Le Prénom, mis en scène par Bernard Murat, au Théâtre Edouard VII, a été joué pendant près d’un an et connut un tel succès qu’il eut été dommage de ne pas le porter à l’écran pour renouveler l’aventure autrement et faire découvrir à un plus large public la saveur de ce texte. Les comédiens sont les mêmes, hormis Charles Berling qui remplace Jean-Michel Dupuis. Patrick Bruel, Valérie Benguigui, Judith Elzein et Guillaume de Tonquédec nous convient à des joutes verbales jubilatoires et leur plaisir de jouer transpire de bout en bout.
Dans un décor bobo intello gaucho, un dîner réunit un frère et une sœur, l’ami d’enfance de toujours, et les conjoints. Ils se connaissent depuis trente ans et semblent ne pas avoir de secret les uns pour les autres. Mais se connaissent-ils si bien ? De rebondissements en révélations, le vernis de l’amitié craquelle et le dîner plan-plan se transforme en règlements de comptes tous azimuts. On pensera à Un Air de famille et plus récemment à Carnage de Roman Polanski. Car, de la même manière, Le Prénom respecte le principe du huis-clos et du temps réel, hormis deux scènes qui ouvrent sur l’imaginaire. Grâce à cette unité du temps et de l’espace, le rythme des dialogues est tiré au cordeau, dosant très exactement les surprises, le suspens et les pauses : « Notre parti-pris a été de conserver le cœur du récit, la musique du texte, mais en insistant énormément sur le rythme et le naturel du jeu des acteurs. Il fallait faire comme si ces dialogues très écrits tombaient directement de leur conscience. »

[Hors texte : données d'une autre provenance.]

PR #178, opened 2021-10-01
Add Batch SUV2ROI

Tamookk:
This PR adds batch processing SUV2ROI:

- It adds another tab to the batch processing window and allows the user to perform batch processing SUV2ROI.
- Inside this tab the user is presented with a message on PET files that are compatible with SUV2ROI.
- The user is also shown a table of patient IDs and entry fields. This allows the user to enter in patient weights if they do not exist in the datasets. These fields are checked to ensure that they are positive numbers (please note that messages on incorrect entries to these fields are not presented to the user until the summary window).
- The batch processing summary screen now includes a summary on SUV2ROI functionality.


minhhuyxx:
Team 23, great work guys! Everything works as described. I just have one suggestion. You might consider setting a validator for the fields using a regular expression. This will ensure users can only put down correct values. Please refers to DrawROI's input field for alpha value for an example.

Tamookk:
A check already exists to ensure that numbers entered into fields are non-negative numbers, however this is not enforced and the user is only informed in the summary window. This check does not enforce that the fields are filled however, as the user may not have the patient weight available. I have made a commit that now shows a warning dialog box if entered weights are non-compliant, which is similar behaviour to the "Enter Patient Weight" dialog box for individual patient curation. Thank you for the suggestion.

src/Controller/BatchProcessingController.py
```diff
@@ -191,6 +201,61 @@ def perform_processes(self, interrupt_flag, progress_callback):
                 self.batch_summary[patient]["iso2roi"] = reason
                 progress_callback.emit(("Completed ISO2ROI", 100))
 
+            # Perform SUV2ROI on patient
+            if 'suv2roi' in self.processes:
```
tdlinh2712, line 205: I don't think using if... else here to decide the operations to do is maintainable code. Since there will be more values in `self.processes`, the if/else thing makes this `perform_processes` function really long. Can you put the operations for each case in separate functions then call it using a dictionary/class of functions? (There are many suggestions on how to do it here: https://stackoverflow.com/questions/9168340/using-a-dictionary-to-select-function-to-execute)

Tamookk: Thank you for this suggestion! It this is okay, it will be left alone for this PR but will be changed in the next one.

tdlinh2712: Sure, as long as they're fixed!

Tamookk: Of course, I'm working on it asap in preparation for the next PR.

JThomas2020 (approved):
Team 19, Great Work! Keen for the next one

minhhuyxx (approved):
Team 23. Sorry for the delay.

PR #180, opened 2021-10-02
Add Batch PyRad2CSV

Tamookk:
This PR adds batch processing of exporting Pyradiomics data to a CSV file:

- This PR adds another tab to the batch processing window which allows the user to select the output CSV file path for PyRad2CSV.
- The functionality performs Pyrad2CSV on all patients in the selected folder, and saved the radiomics data into a single CSV file.
- The batch processing summary screen now includes a summary on PyRad2CSV functionality.
- The Github test has been updated to install plastimatch so that Pyrad2CSV can be properly tested.


sjswerdloff:
Is this only intended for *nix environment s?
The commands invoked are based on strings that appear to be  *nix (e.g 'rm')

It's OK if this is expected to be os constrained.
Otherwise the python platform agnostic commands (potentially imported from a package) should be used.

Tamookk:
This is not intended to be OS constrained, and it looks as though if you're not running a *nix OS then the delete command (the only one that would differ between platforms) is replaced with a Windows-specific one. I've been testing this code on Windows and everything seems to work okay, with Pyradiomics running properly and temporary files and folders being removed.

Using Python commands (e.g. `os.remove`) is definitely better for long-term maintainability, but if it ain't broke... 

The code that runs these commands in this PR was copied from the existing Pyradiomics code, also. We didn't want to change too much here in case something broke, somewhere.

src/Controller/BatchProcessingController.py
```diff
@@ -320,6 +325,38 @@ def batch_dvh2csv_handler(self, interrupt_flag,
...
+        Handles creating, starting, and processing the results of batch
+        Pyrad2CSV.
+        :param interrupt_flag: A threading.Event() object that tells the
+                               function to stop loading.
+        :param progress_callback: A signal that receives the current
+                                  progress of the loading.
+        :param patient: The patient to perform this process on.
+        """
+        # Get current files
+        cur_patient_files = self.get_patient_files(patient)
```
eddieGong2604, line 340: Same problem as previous PR here. Static method should not be called by an instance

src/Model/batchprocessing/BatchProcessPyRad2CSV.py
```diff
@@ -0,0 +1,287 @@
...
+            self.summary = "INTERRUPT"
+            return False
+
+        if not self.ready:
+            self.summary = "SKIP"
+            return False
+
+        rtss_path = self.patient_dict_container.filepaths.get('rtss')
+        patient_id = self.patient_dict_container.dataset.get('rtss').PatientID
+        patient_id = self.clean_patient_id(patient_id)
```
eddieGong2604, line 67: clean_patient_id is static method, should not be called by an instance

eddieGong2604 (commented):
Please fix the problem of static method getting called by instance

src/Controller/BatchProcessingController.py
Tamookk: These have been fixed. Thank you for picking these up! Must have missed them before I created the PR.

src/Controller/BatchProcessingController.py
```diff
@@ -320,6 +325,39 @@ def batch_dvh2csv_handler(self, interrupt_flag,
...
+        process = BatchProcessPyRad2CSV(progress_callback,
+                                        interrupt_flag,
+                                        cur_patient_files,
+                                        self.pyrad_output_path)
+        process.set_filename('PyRadiomics_' + self.timestamp + '.csv')
+        success = process.start()
+
+        # Set summary message
+        if success:
+            reason = "SUCCESS"
```
eddieGong2604, line 351: If you can make summary messages enum or constants, and import them when you want to use that would be cleaner.

src/Model/batchprocessing/BatchProcessPyRad2CSV.py
```diff
@@ -0,0 +1,290 @@
...
+    def start(self):
+        """
+        Goes through the steps of the PyRadCSV conversion.
+        """
+        # Stop loading
+        if self.interrupt_flag.is_set():
+            self.patient_dict_container.clear()
+            self.summary = "INTERRUPT"
+            return False
+
```
eddieGong2604, line 60: If you can make summary messages enum or constants, and import them when you want to use that would be cleaner.

JThomas2020 (approved):
Team 19, sorry for the delay, great job guys! everything works and code is high quality

src/Model/batchprocessing/BatchProcessPyRad2CSV.py
```diff
@@ -0,0 +1,290 @@
...
+            patient_path, patient_id, patient_nrrd_file_path, mask_folder_path)
+
+        # Stop loading
+        if self.interrupt_flag.is_set():
+            self.patient_dict_container.clear()
+            self.summary = "INTERRUPT"
+            return False
+
+        if radiomics_df is None:
+            self.summary = "PYRAD_NO_DF"
```
eddieGong2604, line 128: If you can make summary messages enum or constants, and import them when you want to use that would be cleaner.

eddieGong2604 (commented):
Team 23: Please consider making possible summary values constants instead of hardcode.
I'm still waiting for the pyrad2CSV to finish on my machine. How long does it normally take?

Tamookk:
I'm not sure how well making summary values constants would work for some later PRs we are making, as some specific information is directly contained in these summary strings (such as numbers that need to be extracted). This information can't be passed over if the summary values are made constant. I will definitely look into this however, but not for this PR.

The amount of time Pyrad2CSV takes depends on how many datasets you perform it on, and how many ROIs are in these datasets. The more datasets and ROIs, the longer it takes. That is not due to how we coded this PR as the actual radiomics calculations are done by external program. My suggestion for testing would be to perform it on one dataset with a small amount of ROIs. The longest I have seen it take personally is about half an hour for 5 datasets with many large ROIs in them.

eddieGong2604 (approved):
Team 23 approves this PR

PR #184, opened 2021-10-03
Add Batch ROI Name Cleaning and ROI Name to FMA ID

Tamookk:
This PR adds both Batch ROI Name Cleaning and ROI Name to FMA ID conversion. Two tabs are added, one for each process. For batch ROI Name Cleaning:

- The tab for Batch ROI Name Cleaning includes a table which lists non-standard ROI names, options to either ignore, modify, or delete the ROI, the new ROI name, and a drop-down list displaying the datasets that this ROI name was found in.
- Non-standard names are ROI names that are not found in `/data/csv/organName.csv`, or do not have prefixes found in `/data/csv/volumeName.csv`.
- If an ROI name is in the standard organ name file, but in a different case, then the default option is set to "Modify", and the default new name is set to the equivalent standard name.
- If an ROI name has the correct prefix but with the wrong case, then a suggested new name is generated instead of a drop-down list of organ names.
- A summary of ROIs, what datasets they belong to, and what was done to them has been added to the batch summary window for Batch ROI Name Cleaning.

For batch ROI Name to FMA ID:

- The tab for Batch ROI Name to FMA ID includes a short amount of text explaining the process.
- ROIs are automatically renamed to the equivalent FMA ID if the ROI name is found in `/data/csv/organName.csv`.
- The amount of ROIs renamed into their FMA IDs for each patient is added to the batch summary window.


JThomas2020 (approved):
Team 19, Great work overall guys!

eddieGong2604 (approved):
Team 23 approved this PR. Great work.

PR #185, opened 2021-10-03
PET-CT Fusion Tab

JThomas2020:
This PR adds a PET-CT viewer to OnkoDICOM. This allows a PET and CT Image to be loaded and overlayed for comparison.

Functionality added:
- Viewer which displays both PET and CT
- Alpha slider to determine the mix of PET and CT
- Windoing to both PET and CT
- conversion of greyscale image sets to colored image sets (In this PR, PET is displayed as a heat map)

How to use:
1. Install open cv: `pip install opencv-python`
2. Make sure you have a PET/CT image set, if you dont, one can be found [here](https://redmine.didymodesigns.com.au/attachments/716)
3. Open any image set (it doesn't need to be PET or CT)
4. Navigate to the PET CT tab (on the right of dicom view)
5. Press the button and select both the PET and CT image


Tamookk:
The viewer works well for all 3 views, and the alpha slider works just as I would expect. Windowing also works perfectly, changing in both the DICOM View and PET/CT View. Great work there!

However I am a little confused regarding the colouring/heat map. For PET images, whiter areas (such as the brain, bladder, and kidneys) are areas where the most activity was detected during a PET scan, and so are areas I would expect be coloured in. However in this PR it appears as though the opposite is true, and these areas aren't coloured in as much (I would expect these areas to be "hot", coloured red). Is this intended/what the product owner requested? (Bear in mind I'm not a doctor so my expectations could be wildly wrong!)

Also, am I supposed to be able to perform PET/CT fusion on Patient B while I have Patient A opened? Because I currently can do this and it doesn't make much sense to me that I can do PET/CT fusion on a patient that is different to what I already have opened (but again, not a doctor, so feel free to tell me if/why I am wrong).

I will review the code in-depth tomorrow, but what I have seen so far is of high quality. This functionality is a great achievement!

JThomas2020:
> However I am a little confused regarding the colouring/heat map. For PET images, whiter areas (such as the brain, bladder, and kidneys) are areas where the most activity was detected during a PET scan, and so are areas I would expect be coloured in. However in this PR it appears as though the opposite is true, and these areas aren't coloured in as much (I would expect these areas to be "hot", coloured red). Is this intended/what the product owner requested? (Bear in mind I'm not a doctor so my expectations could be wildly wrong!)

Yes this is intended. At Andrew's request, the heat transformation goes Black --> Red --> Yellow --> White. The heat map converts the greyscale input of the PET scan into this color scheme. We're using open-cv's mapping function to do this and the map itself can be easily changed. Thanks for checking and I should've clarified this in the PR

> Also, am I supposed to be able to perform PET/CT fusion on Patient B while I have Patient A opened? Because I currently can do this and it doesn't make much sense to me that I can do PET/CT fusion on a patient that is different to what I already have opened (but again, not a doctor, so feel free to tell me if/why I am wrong).

Yes, the PET/CT viewer can open different patients. This is because PET/CT has its own dict_container that identifies and separates the CT and PET images and is meant to be separate from patient_dict_container. Originally I wrote this so it would operate similarly to image fusion (working off the current patient), however Andrew specified that both a PET and a CT should be selected at the same time. I'll check with Andrew to see if he wants the patient to be the same, but im certain the image sets selected can be different.

peteqian:
> > However I am a little confused regarding the colouring/heat map. For PET images, whiter areas (such as the brain, bladder, and kidneys) are areas where the most activity was detected during a PET scan, and so are areas I would expect be coloured in. However in this PR it appears as though the opposite is true, and these areas aren't coloured in as much (I would expect these areas to be "hot", coloured red). Is this intended/what the product owner requested? (Bear in mind I'm not a doctor so my expectations could be wildly wrong!)
> 
> Yes this is intended. At Andrew's request, the heat transformation goes Black --> Red --> Yellow --> White. The heat map converts the greyscale input of the PET scan into this color scheme. We're using open-cv's mapping function to do this and the map itself can be easily changed. Thanks for checking and I should've clarified this in the PR
> 
> > Also, am I supposed to be able to perform PET/CT fusion on Patient B while I have Patient A opened? Because I currently can do this and it doesn't make much sense to me that I can do PET/CT fusion on a patient that is different to what I already have opened (but again, not a doctor, so feel free to tell me if/why I am wrong).
> 
> Yes, the PET/CT viewer can open different patients. This is because PET/CT has its own dict_container that identifies and separates the CT and PET images and is meant to be separate from patient_dict_container. Originally I wrote this so it would operate similarly to image fusion (working off the current patient), however Andrew specified that both a PET and a CT should be selected at the same time. I'll check with Andrew to see if he wants the patient to be the same, but im certain the image sets selected can be different.

It would be worth noting that color maps such as magma or inferno contrast from black to white via purple to yellow, purple being what represents "cooler" or lower intensity pixels and as intensities become more "hot", it transitions to white via yellow.

tdlinh2712 (commented):
Functionality-wise, it works well, congrats!
Got one question regarding the architecture: Why do we need another class of PETCTDictContainer? From what I see when testing, the PET/CT viewer tab doesn't use anything in the PatientDictContainer, is that correct? If that's the case, why does the user need to open a non-related image before being able to open a PET/CT image? Why cant they open the PET/CT in the first open patient window? Not to mention the code repetition of having a third DictContainer class.

src/Controller/GUIController.py
```diff
@@ -105,7 +108,23 @@ def update_ui(self):
...
-        
+
+    def open_patient(self, progress_window):
+        self.go_next_window.emit(progress_window)
+
+
+class OpenPTCTPatientWindow(QtWidgets.QMainWindow, UIOpenPTCTPatientWindow):
+    go_next_window = QtCore.Signal(object)
+
+    def __init__(self, directory_in):
```
Tamookk, line 119: Please add docstrings to this `__init__` function.

src/Controller/TopLevelController.py
```diff
@@ -138,3 +143,8 @@ def show_image_fusion_select_window(self):
             self.image_fusion_window.update_ui()
 
         self.image_fusion_window.show()
+
+    def show_pt_ct_select_window(self):
```
Tamookk, line 147: Please add docstrings.

src/View/PTCTFusion/PETCTView.py
```diff
@@ -0,0 +1,225 @@
+from PySide6 import QtCore, QtGui, QtWidgets
```
Tamookk, line 1: Some docstrings missing in this file.

src/View/PTCTFusion/PTCTProgressWindow.py
```diff
@@ -0,0 +1,18 @@
+from PySide6 import QtCore
```
Tamookk, line 1: Missing docstrings.

test/test_pet_ct.py
```diff
@@ -0,0 +1,120 @@
...
+def test_obj(qtbot):
+    """
+    Testing Object
+    :return:
+    """
+    pet_ct = TestPETCT()
+    return pet_ct
+
+
+def test_initial_view(test_obj):
```
Tamookk, line 85: Please add docstrings for this and the 2 following functions.

Tamookk (commented):
Thank you for your explanation regarding the colours!

> I'll check with Andrew to see if he wants the patient to be the same, but im certain the image sets selected can be different.

I won't worry about this too much for now, then. It can always be changed later if needed. 

Just a few docstrings to add.

JThomas2020:
> Got one question regarding the architecture: Why do we need another class of PETCTDictContainer? From what I see when testing, the PET/CT viewer tab doesn't use anything in the PatientDictContainer, is that correct? If that's the case, why does the user need to open a non-related image before being able to open a PET/CT image? Why cant they open the PET/CT in the first open patient window? Not to mention the code repetition of having a third DictContainer class.

At Andrews request, the PET and CT images should be selected at the same time and should be initialised throught the PET/CT window. The reason there's another container for PET/CT is because the container sorts and stores the separate PET and CT data/files, which is necessary for display. Segregating the DictContainers this way does increase the amount of code, however from development we believe this is necessary as:
1. We don't want PET/CT to interact or interfere with the original image set
2. We want to store the datasets and file locations of both PET and CT, and not store it as additional info
3. Clearing just the PET/CT data from PatientDictContainer will be confusing and potentially dangerous, and require mantenance when more data is added to either the main image or the PET/CT image
4. The PET/CT container being clear is a condition that's used for checks in the program

tdlinh2712:
> > Got one question regarding the architecture: Why do we need another class of PETCTDictContainer? From what I see when testing, the PET/CT viewer tab doesn't use anything in the PatientDictContainer, is that correct? If that's the case, why does the user need to open a non-related image before being able to open a PET/CT image? Why cant they open the PET/CT in the first open patient window? Not to mention the code repetition of having a third DictContainer class.
> 
> At Andrews request, the PET and CT images should be selected at the same time and should be initialised throught the PET/CT window. The reason there's another container for PET/CT is because the container sorts and stores the separate PET and CT data/files, which is necessary for display. Segregating the DictContainers this way does increase the amount of code, however from development we believe this is necessary as:
> 
> 1. We don't want PET/CT to interact or interfere with the original image set
> 2. We want to store the datasets and file locations of both PET and CT, and not store it as additional info
> 3. Clearing just the PET/CT data from PatientDictContainer will be confusing and potentially dangerous, and require mantenance when more data is added to either the main image or the PET/CT image
> 4. The PET/CT container being clear is a condition that's used for checks in the program

Thanks for the response, I understand why an additional class might be needed now.
However, it's still concerning because:
1. The existence of `PTCTDictContainer` does not justify the existence of `OpenPTCTPatientWindow` or the amount of code repetition that it brought. I believe what it does is the same as `OpenPatientWindow` and `ImageFusionWindow`, the only difference is the condition to allow the user to proceed or not. I think I raised the same question with ImageFusionWindow before and due to some constraints, we couldn't make ImageFusionWindow class inherits OpenPatientWindow class, so this time it's probably the same problems. However, it's definitely a problem that needs to be addressed, because when our team did the hierarchy of classes (PR #168), it caused some bugs because we forgot to update the code it ImageFusionWindow. Now if there is any change in the open patient window, we would likely need to update both ImageFusionWindow and OpenPTCTPatientWindow as well and it definitely causes the program less maintainable.

2. I understand the necessity of having another class for PTCT. However, it raises a few questions: what's the point of making PatientDictContainer singleton in the first place if now there are basically three instances of it in the program? If Andrew wants another feature, such as open another type of image, or ML that requires opening another image set, do we just keep creating another clone of PatientDictContainer and repeat the code again? I don't think we have enough time to answer this question nor enough knowledge to choose the right pattern, but it's definitely an issue that needs to be addressed next year. We have created a page on the wiki for discussion about this issue (https://redmine.didymodesigns.com.au/projects/onko/wiki/OnkoDICOM's_Design_Pattern), so if you can have a look and discuss what your team's opinion would be great. Thanks!

DuyTungHa:
I also have something to add to @tdlinh2712 comments. 
I also believe that code repetition is not ideal and will cost us bugs in the future. 
Some of the abstraction methods that would resolve this issue are class inheritance, function overloading, and/or bringing repeated functions to a separate module that other places can refer to. 
Ultimately, we would have a base class/function that will be extended for specific use cases. For example, we can have a base ImageLoader.load function and other load functions from PT-CT-Fusion or Image-Fusion will extend its functionality. 
However, I understand that we may not have enough time to do this. So, it would be great if Team 19 can document this as something to do for next year.

peteqian:
> 1. The existence of `PTCTDictContainer` does not justify the existence of `OpenPTCTPatientWindow` or the amount of code repetition that it brought. I believe what it does is the same as `OpenPatientWindow` and `ImageFusionWindow`, the only difference is the condition to allow the user to proceed or not. I think I raised the same question with ImageFusionWindow before and due to some constraints, we couldn't make ImageFusionWindow class inherits OpenPatientWindow class, so this time it's probably the same problems. However, it's definitely a problem that needs to be addressed, because when our team did the hierarchy of classes (PR [Hierarchy of objects #168](https://github.com/didymo/OnkoDICOM/pull/168)), it caused some bugs because we forgot to update the code it ImageFusionWindow. Now if there is any change in the open patient window, we would likely need to update both ImageFusionWindow and OpenPTCTPatientWindow as well and it definitely causes the program less maintainable.

I'd suggest either a Factory or Abstract Factory Pattern for this situation.

JThomas2020:
> The existence of PTCTDictContainer does not justify the existence of OpenPTCTPatientWindow nor the amount of code repetition that it brought. I believe what it does is the same as OpenPatientWindow and ImageFusionWindow, the only difference is the condition to allow the user to proceed or not. I think I raised the same question with ImageFusionWindow before and due to some constraints, we couldn't make ImageFusionWindow class inherits OpenPatientWindow class, so this time it's probably the same problems. However, it's definitely a problem that needs to be addressed, because when our team did the hierarchy of classes (PR Hierarchy of objects #168), it caused some bugs because we forgot to update the code it ImageFusionWindow. Now if there is any change in the open patient window, we would likely need to update both ImageFusionWindow and OpenPTCTPatientWindow as well and it definitely causes the program less maintainable.

I understand the necessity of having another class for PTCT. However, it raises a few questions: what's the point of making PatientDictContainer singleton in the first place if now there are basically three instances of it in the program? If Andrew wants another feature, such as open another type of image, or ML that requires opening another image set, do we just keep creating another clone of PatientDictContainer and repeat the code again? I don't think we have enough time to answer this question nor enough knowledge to choose the right pattern, but it's definitely an issue that needs to be addressed next year. We have created a page on the wiki for discussion about this issue (https://redmine.didymodesigns.com.au/projects/onko/wiki/OnkoDICOM's_Design_Pattern), so if you can have a look and discuss what your team's opinion would be great. Thanks!

Thanks Linh, I do have the same concerns as well, and just to add:

1. We did attempt to use `OpenPatientWindow` as a base class for `OpenPTCTPatientWindow`, however we ran into similar issues with the design of `ImageFusionSelect`, specifically selecting/checking which leaves are checked and emitting to the loading functions. Depending on Andrew's feedback for the selection process as well (whether it needs to be from the same patient as a regular image) the conditions will need to to be changed further.
2. We have it as Singleton because multiple classes use the containers, not only that but it needs to store two image sets and all data associated, the current `PatientDictContainer` stores almost everything in a single dictionary, which is difficult to maintain if we're adding more data that is unrelated to the data already stored. Not only this but eventually when PET/CT data needs to be removed it would be difficult to segregate data for deletion. I was tempted to not use a container and store it locally on the `PETCTView`, however doing this would make accessing it impossible from the `ActionHandler` class, which means windowing functions would be excluded. PatientDictContainer will need to be refactored to allow segregation and ordering of multiple image sets however we don't have the time now to do this. I'm happy to document on redmine.

Tamookk:
I have nothing to add to the current discussion but will not approve until it has wrapped up, in case anything else is changed or added.

Thank you for adding those docstrings!

tdlinh2712:
> > The existence of PTCTDictContainer does not justify the existence of OpenPTCTPatientWindow nor the amount of code repetition that it brought. I believe what it does is the same as OpenPatientWindow and ImageFusionWindow, the only difference is the condition to allow the user to proceed or not. I think I raised the same question with ImageFusionWindow before and due to some constraints, we couldn't make ImageFusionWindow class inherits OpenPatientWindow class, so this time it's probably the same problems. However, it's definitely a problem that needs to be addressed, because when our team did the hierarchy of classes (PR Hierarchy of objects #168), it caused some bugs because we forgot to update the code it ImageFusionWindow. Now if there is any change in the open patient window, we would likely need to update both ImageFusionWindow and OpenPTCTPatientWindow as well and it definitely causes the program less maintainable.
> 
> > I understand the necessity of having another class for PTCT. However, it raises a few questions: what's the point of making PatientDictContainer singleton in the first place if now there are basically three instances of it in the program? If Andrew wants another feature, such as open another type of image, or ML that requires opening another image set, do we just keep creating another clone of PatientDictContainer and repeat the code again? I don't think we have enough time to answer this question nor enough knowledge to choose the right pattern, but it's definitely an issue that needs to be addressed next year. We have created a page on the wiki for discussion about this issue (https://redmine.didymodesigns.com.au/projects/onko/wiki/OnkoDICOM's_Design_Pattern), so if you can have a look and discuss what your team's opinion would be great. Thanks!
> 
> Thanks Linh, I do have the same concerns as well, and just to add:
> 
> 1. We did attempt to use `OpenPatientWindow` as a base class for `OpenPTCTPatientWindow`, however we ran into similar issues with the design of `ImageFusionSelect`, specifically selecting/checking which leaves are checked and emitting to the loading functions. Depending on Andrew's feedback for the selection process as well (whether it needs to be from the same patient as a regular image) the conditions will need to to be changed further.
> 2. We have it as Singleton because multiple classes use the containers, not only that but it needs to store two image sets and all data associated, the current `PatientDictContainer` stores almost everything in a single dictionary, which is difficult to maintain if we're adding more data that is unrelated to the data already stored. Not only this but eventually when PET/CT data needs to be removed it would be difficult to segregate data for deletion. I was tempted to not use a container and store it locally on the `PETCTView`, however doing this would make accessing it impossible from the `ActionHandler` class, which means windowing functions would be excluded. PatientDictContainer will need to be refactored to allow segregation and ordering of multiple image sets and ALL the aditional data generated will need to be segegated in the same way, however we don't have the time now to do this. I'm happy to document on redmine.

Thank you! I will approve once it is documented on Redmine.

JThomas2020:
> Thank you! I will approve once it is documented on Redmine.

Updated on redmine

tdlinh2712 (approved):
Team 23. Great work!

Tamookk (approved):
Team 14, good work!

PR #187, opened 2021-10-04
Bug: bytes per line for colored images

JThomas2020:
This PR fixes the bug where bytes did not account for colored pixels.


Tamookk (approved):
Quick fix, works well. Team 14.

DuyTungHa (approved):
Team23

PR #189, opened 2021-10-05
Bug: Fix Segmentation Fault

JThomas2020:
This PR adresses the issue where multiple instances of OpenPTCTPatientWindow selection can be loaded, when loading the initial data in PTCTDictContainer, it sets all other variables as none, in case the container is populated before the initial values are set.


Tamookk (approved):
Team 14 approves this. Quick but important fix!

eddieGong2604 (approved):
Team 23: Thanks for the quick fix

PR #190, opened 2021-10-05
Bug Fixes: Batch Processing 

Tamookk:
This PR fixes multiple things, mainly to do with batch processing:
- CSV files with the extension `.CSV` can now be opened in Batch CSV2ClinicalData-SR. 
- Batch ROI Name Cleaning for ROIs with standard prefixes has been fixed and now works properly. Users are given the option to enter in a new name for ROIs with standard prefixes (eg. ISO, SUV). The new name is then prefaced by the same prefix, and used to rename the ROI.
- Text has been added to the standard organ names add-on options window that directs users to a web page containing all standard organ names if they wish to add more. This URL is clickable.

### DIFF
--- a/res/stylesheet-win-linux.qss
+++ b/res/stylesheet-win-linux.qss
@@ -182,6 +182,14 @@ QLineEdit {
     font-size: 14px;
     background-color: rgb(244, 245, 245);
 }
+
+QLineEdit#BatchROICleaning {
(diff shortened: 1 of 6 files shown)


JThomas2020:
Team 19: Good work. The URL is really useful to have! Approved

On rit beaucoup de ces personnages qui jouent avec les clichés. Patrick Bruel dans le personnage de Vincent, est évidemment le beauf de droite, charmant, beau parleur, à qui tout réussit et qui réussit tout ce qu’il entreprend. Charles Berling, Pierre, est enseignant à la Sorbonne, ils ne porte que des vestes en velours côtelé, il est abonné à Télérama sans avoir la télé et pour le bon prof de littérature qu’il est, aucun mot n’est anodin. Pour lui, tout fait sens, à commencer par les prénoms qui ne sont jamais anodins. Il est vrai que celui que Vincent veut donner à son enfant dont il va être bientôt le père a de quoi être sujet à discussion. Impossible de le révéler ici pour ne pas gâcher la surprise du spectateur ! C’est l’étincelle qui met le feu à ce dîner bien tranquille ; griefs, rancœurs, reproches vont s’échanger comme dans un match, pour notre plus grand plaisir. La femme de Pierre, Elisabeth, incarnée avec une belle énergie par Valérie Benguigui est prof de français dans un collège et le masque de sa bonhomie finira par tomber. Claude, excellent Guillaume de Tonquédec, est trombone à Radio-France et il est du signe si doux et pacifique de la Balance. Pourtant, son sourire ineffable va finir aussi par se crisper, mis à mal et pris à parti par ses amis d’enfance ; ses révélations vont être la cerise sur le gâteau. Personne n’en sort indemne, pas même Anna, la belle blonde hitchcockienne. Et chacun joue sa partition à merveille.
Le Prénom fait bien la démonstration que l’on ne peut pas rire de tout, même en bonne compagnie, et qu’il ne faut jamais se fier aux apparences. Comédie vraiment réussie qui ne faiblit jamais, au dialogue intelligent, spirituel, qui fait mouche et qui est servi par de grands comédiens, Le Prénom est un film réjouissant qui met de très bonne humeur.